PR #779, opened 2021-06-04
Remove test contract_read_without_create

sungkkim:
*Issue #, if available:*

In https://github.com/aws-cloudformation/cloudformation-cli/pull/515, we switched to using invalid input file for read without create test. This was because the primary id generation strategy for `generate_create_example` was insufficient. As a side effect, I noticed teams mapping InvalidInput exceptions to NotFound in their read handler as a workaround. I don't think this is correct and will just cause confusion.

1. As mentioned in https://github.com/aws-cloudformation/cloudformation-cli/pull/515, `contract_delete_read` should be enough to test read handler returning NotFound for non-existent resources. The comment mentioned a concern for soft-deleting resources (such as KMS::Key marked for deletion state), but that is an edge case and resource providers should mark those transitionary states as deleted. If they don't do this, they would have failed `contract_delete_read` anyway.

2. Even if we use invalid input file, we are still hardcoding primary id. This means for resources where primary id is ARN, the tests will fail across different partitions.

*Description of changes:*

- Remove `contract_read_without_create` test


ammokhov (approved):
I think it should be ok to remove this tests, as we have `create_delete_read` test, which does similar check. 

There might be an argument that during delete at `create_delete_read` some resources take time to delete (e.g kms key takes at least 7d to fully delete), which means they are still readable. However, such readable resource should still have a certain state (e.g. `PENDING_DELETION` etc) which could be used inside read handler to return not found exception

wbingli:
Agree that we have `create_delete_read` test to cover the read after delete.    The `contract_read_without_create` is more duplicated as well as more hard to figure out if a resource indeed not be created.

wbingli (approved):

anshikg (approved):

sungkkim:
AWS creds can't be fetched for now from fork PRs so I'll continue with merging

** TASK STATEMENT **
Print out the records exactly as they were entered.

** RESPONSE AREA **
PR #779, opened 2021-06-04
Remove test contract_read_without_create

sungkkim:
*Issue #, if available:*

In https://github.com/aws-cloudformation/cloudformation-cli/pull/515, we switched to using invalid input file for read without create test. This was because the primary id generation strategy for `generate_create_example` was insufficient. As a side effect, I noticed teams mapping InvalidInput exceptions to NotFound in their read handler as a workaround. I don't think this is correct and will just cause confusion.

1. As mentioned in https://github.com/aws-cloudformation/cloudformation-cli/pull/515, `contract_delete_read` should be enough to test read handler returning NotFound for non-existent resources. The comment mentioned a concern for soft-deleting resources (such as KMS::Key marked for deletion state), but that is an edge case and resource providers should mark those transitionary states as deleted. If they don't do this, they would have failed `contract_delete_read` anyway.

2. Even if we use invalid input file, we are still hardcoding primary id. This means for resources where primary id is ARN, the tests will fail across different partitions.

*Description of changes:*

- Remove `contract_read_without_create` test


ammokhov (approved):
I think it should be ok to remove this tests, as we have `create_delete_read` test, which does similar check. 

There might be an argument that during delete at `create_delete_read` some resources take time to delete (e.g kms key takes at least 7d to fully delete), which means they are still readable. However, such readable resource should still have a certain state (e.g. `PENDING_DELETION` etc) which could be used inside read handler to return not found exception

wbingli:
Agree that we have `create_delete_read` test to cover the read after delete.    The `contract_read_without_create` is more duplicated as well as more hard to figure out if a resource indeed not be created.

wbingli (approved):

anshikg (approved):

sungkkim:
AWS creds can't be fetched for now from fork PRs so I'll continue with merging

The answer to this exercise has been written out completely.